Measure of world food prices rose for first time in year


Published: 2023-05-05 15:20

Last Updated: 2023-09-29 06:36

Source: FAO (Sugar warehouse in Brazil)
Source: FAO (Sugar warehouse in Brazil)

The Food and Agriculture Organization (FAO) of the United Nations (UN) said that the Food Price Index increased in April for the first time in a year.

This comes amid higher sugar, meat and rice prices across the globe, and lower wheat, maize, dairy products and vegetable oil prices.

The benchmark index of international food commodity prices, which keeps track of changes in the global prices of commonly-traded food commodities on a monthly basis, averaged 127.2 points last month, which is a 0.6 percent increase from the previous month.

This represents a 19.7 percent decrease in comparison to April 2022 but a 5.2 percent increase from April 2021.

-Closer look at rising prices-

The FAO Sugar Price Index increased 17.6 percent in one month, reaching the highest figure since October of 2011.

This comes following a reduction in production and outcomes in India, China, Thailand and the EU because of unprecedented dry weather conditions which delayed the sugarcane crop harvest in Brazil.

In addition to rising international crude oil prices, which could potentially increase the demand for sugarcane-based ethanol.

The FAO Meat Price Index increased 1.3 percent in one month, due to higher pig, bovine and poultry meat prices worldwide.

This rise came amid Asian import demand and production decline due to health issues among animals.
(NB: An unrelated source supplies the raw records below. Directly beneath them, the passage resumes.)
PR #737, opened 2026-04-30
status: write checkpoint immediately when WatchTask starts

### LINKED ISSUE #298: Immediately write checkpoint when copy begins
If a migration is interrupted before Spirit gets a chance to write to the `_chkpnt` table, progress is lost as Spirit is unable to pick up from where it left off and the following message is logged

```
INFO[0000] could not resume from checkpoint: reason=could not read from table '_sbtest1_chkpnt'
```

Ideally, Spirit would write to `_chkpnt` ASAP to avoid losing progress. Alternatively, an option to configure the interval at which checkpoints are taken may be sufficient.

morgo:
## Summary

Writes the first checkpoint immediately when the periodic checkpoint routine starts, rather than waiting for the first 50-second ticker interval.

## Motivation

Previously, if a migration crashed in the first 50 seconds of copying, no checkpoint existed and all progress was lost. This is particularly painful for large migrations where even a few seconds of progress represents meaningful work.

## Changes

- **`pkg/status/task.go`**: Added an immediate `DumpCheckpoint()` call at the start of `continuallyDumpCheckpoint()`, before entering the ticker loop. The immediate attempt gracefully handles `ErrWatermarkNotReady` (falls through to the periodic loop) since the watermark might not be ready at the very start.

- **`pkg/status/task_test.go`** (new file): Added tests verifying:
  - `DumpCheckpoint` is called immediately without waiting for the ticker
  - The routine continues normally when the immediate attempt returns `ErrWatermarkNotReady`

Fixes #298

### DIFF
--- a/pkg/status/task.go
+++ b/pkg/status/task.go
@@ -45,6 +45,27 @@ func continuallyDumpStatus(ctx context.Context, task Task, logger *slog.Logger) 
 }
 
 func continuallyDumpCheckpoint(ctx context.Context, task Task, logger *slog.Logger) {
+	// Attempt an immediate checkpoint write so that even short-lived
+	// migrations have a recovery point. If the watermark isn't ready
+	// yet (e.g. copier hasn't started), we just fall through to the
+	// periodic loop which will retry.
+	if err := task.DumpCheckpoint(ctx); err != nil {
+		switch {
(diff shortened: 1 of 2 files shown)


morgo:
I thought about this. I'm going to close it out; the patch is a bit larger than expected and we don't require this behavior internally.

As for bovine meat, cattle supplies for slaughter had dropped, most notably in the US.

-Closer look at declining prices-

The FAO Cereal Price Index dropped 1.7 percent in a month, which is 19.8 percent below its value in the same month a year ago.

International wheat prices dropped by 2.3 percent because of large exportable availabilities in Australia and the Russian Federation.

World maize prices dropped 3.2 percent following a seasonal increase in supplies in South America, against a backdrop of reduced harvests due to higher input costs and unstable weather in many countries.

The FAO Vegetable Oil Price Index dropped by 1.3 percent in April, which makes it the fifth consecutive month in which the price declines.

The FAO Dairy Price Index dropped by 1.7 percent due to the ongoing slack in global import demand for milk powders and higher cheese exports in Western Europe.

-Importance of price tracking-

FAO Chief Economist Maximo Torero said: "It is important that we continue to track very closely the evolution of prices and the reasons for increases in prices. As economies recover from significant slowdowns, demand will increase, exerting upward pressure on food prices."

He shared some concerns saying, “At the same time, the increase in rice prices is extremely worrisome and it is essential that the Black Sea initiative is renewed to avoid any other spikes in wheat and maize."

-Forecast and expectations-

FAO adjusted the world wheat production forecast for this year, as the global outturn has been pegged at 785 million tons.

Brazil’s production of maize is expected to climb to an all-time high, while Argentina's production is expected to drop below average levels as a result of ongoing dry conditions and heat waves. South Africa's production is expected to also reach the second-highest harvest of all time.

As for rice production, the impact of the La Niña has caused varying expectations regarding the areas along and south of the equator. 

FAO raised its projection for cereals' world trade to 472 million tons, approximately 2.2 percent below its all-time high-value last season.

Global wheat trade in 2022/23 is forecast at 2.3 percent, global coarse grains trade by 5.5 percent and rice by 4.4 percent year-to-year.

World cereal utilization in 2022/23 is forecast at 2 780 million tons and world cereal stocks at 855 million tons by the close of seasons.

According to the latest forecasts, the 2022/23 global cereal stocks-to-use ratio is expected to stand at 29.8 percent, which is a slight decrease from 30.8 percent over the past year, but a "relatively comfortable supply level globally," said the FAO.